Lines containing the word "adapterFor" are to be copied from the data below.

----------

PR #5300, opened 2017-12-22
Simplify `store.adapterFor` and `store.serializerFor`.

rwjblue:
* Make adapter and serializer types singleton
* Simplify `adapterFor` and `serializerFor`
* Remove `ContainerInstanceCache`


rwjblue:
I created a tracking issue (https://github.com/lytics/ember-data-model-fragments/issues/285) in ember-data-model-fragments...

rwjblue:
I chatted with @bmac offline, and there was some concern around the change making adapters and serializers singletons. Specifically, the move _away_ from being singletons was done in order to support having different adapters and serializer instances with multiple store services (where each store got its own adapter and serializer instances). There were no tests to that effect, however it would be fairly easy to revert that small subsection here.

----------

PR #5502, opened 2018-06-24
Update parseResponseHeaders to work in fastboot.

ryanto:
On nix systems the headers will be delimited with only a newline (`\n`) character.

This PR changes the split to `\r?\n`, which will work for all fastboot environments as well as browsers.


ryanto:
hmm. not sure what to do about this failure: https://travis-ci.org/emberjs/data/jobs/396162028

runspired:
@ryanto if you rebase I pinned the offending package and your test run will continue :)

----------

→ **Task response**:
Simplify `store.adapterFor` and `store.serializerFor`.
* Simplify `adapterFor` and `serializerFor`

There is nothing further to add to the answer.